0
votes

I'm trying to build a flow in NiFi (1.11.4) that reads Avro messages from AMQ, accumulates them using Merge Records processor and then writes merged parquet file to HDFS.

The issue is that when I'm trying to use ParquetRecordSetWriter in Merge Record processor (in conjunction with AvroReader) - merged content is never emitted based on a Minimum Bin Size threshold set - I tried to set very low values - it just doesn't work. At the same time Max Bin Age threshold works just fine.

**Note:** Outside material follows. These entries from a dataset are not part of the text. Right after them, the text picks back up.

PR #334, opened 2017-11-29
Added 'else' to lifecycleOptionalBehaviors in analyze-view-factory

bulldetektor:
The 'else' attribute was added to aurelia-templating-resources 1.5.0, but seems like it was left out from the 'livecycleOptionBehaviors'. This leads to unnecessary work when removing av view from the DOM that uses the 'else' attribute.

### DIFF
--- a/src/analyze-view-factory.js
+++ b/src/analyze-view-factory.js
@@ -2,7 +2,7 @@
 * Behaviors that do not require the composition lifecycle callbacks when replacing
 * their binding context.
 */
-export const lifecycleOptionalBehaviors = ['focus', 'if', 'repeat', 'show', 'with'];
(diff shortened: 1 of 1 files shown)


bulldetektor:
Note; there was a failing Karma test;

> Chrome 62.0.3202 (Windows 10 0.0.0) repeat unbind should remove all views FAILED
>         Expected spy removeAll to have been called with [ true, true ] but actual calls were [ true ].
>             at UserContext.eval (test/repeat.spec.js:90:34)

This test failed prior to the changes I made and still fails afterwards.

gheoan:
Should `hide` also be added to this list?

jdanyow:
thanks!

Also, if I use AvroRecordSetWriter - min size threshold works just fine. So I tried to use AvroRecordSetWriter followed by PutParquet (or ConvertAvroToParquet) and faced another issue: if I set Row Group Size for parquet file (e.g. 128 MB) - then small files are never written.

Looks like it buffers content in memory but should it really do so? Because in the simple Java program that I've written to test AvroParquetWriter (essentially the same one that NiFi uses) - I was able to write small file with huge row group size set.

Are there any known issues related to parquet writing in NiFi? I'm very confused with described behavior. Any assistance appreciated.

Thanks in advance.

1

1 Answers

1
votes

I'm running a similar flow on 1.12.0, but I'm emitting on record count and max bin age, not min bin size. Works just fine. One thing that might be at play for you here is that I've noticed that the Parquet output is about 50% the size of the Avro binary pretty consistently in our data set. So, if you're guesstimating the bin memory size based on Avro it's probably going to be wrong for you with Parquet.